◆ WHAT YOU ARE ASKED TO DO ◆
Restate all the data word for word, leaving nothing out.

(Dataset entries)
PR #1204, opened 2026-05-14
EWS, OWA: Subaccounts: Make double startups less likely

NeilRashbrook:
As commented in PR #1115, there is a login bug where subaccounts can try to startup twice. Additionally, there are some problems with the UI for subaccounts:
- the UI does not always show the correct login status on startup
- the UI does not update the login status after login/logout

While I was here I fixed a regression from PR #1115 which prevented logging out from the UI for an EWS subaccount.

### DIFF
--- a/app/logic/Abstract/Account.ts
+++ b/app/logic/Abstract/Account.ts
@@ -277,6 +277,7 @@ export function setMainAccounts(): void {
     let mainID = account._mainAccountID;
     if (mainID && !account.mainAccount) {
       account.mainAccount = accounts.find(acc => acc.id == mainID);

◆ PROBLEM SOLUTION ◆
PR #1204, opened 2026-05-14
EWS, OWA: Subaccounts: Make double startups less likely

NeilRashbrook:
As commented in PR #1115, there is a login bug where subaccounts can try to startup twice. Additionally, there are some problems with the UI for subaccounts:
- the UI does not always show the correct login status on startup
- the UI does not update the login status after login/logout

While I was here I fixed a regression from PR #1115 which prevented logging out from the UI for an EWS subaccount.

### DIFF
--- a/app/logic/Abstract/Account.ts
+++ b/app/logic/Abstract/Account.ts
@@ -277,6 +277,7 @@ export function setMainAccounts(): void {
     let mainID = account._mainAccountID;
     if (mainID && !account.mainAccount) {
       account.mainAccount = accounts.find(acc => acc.id == mainID);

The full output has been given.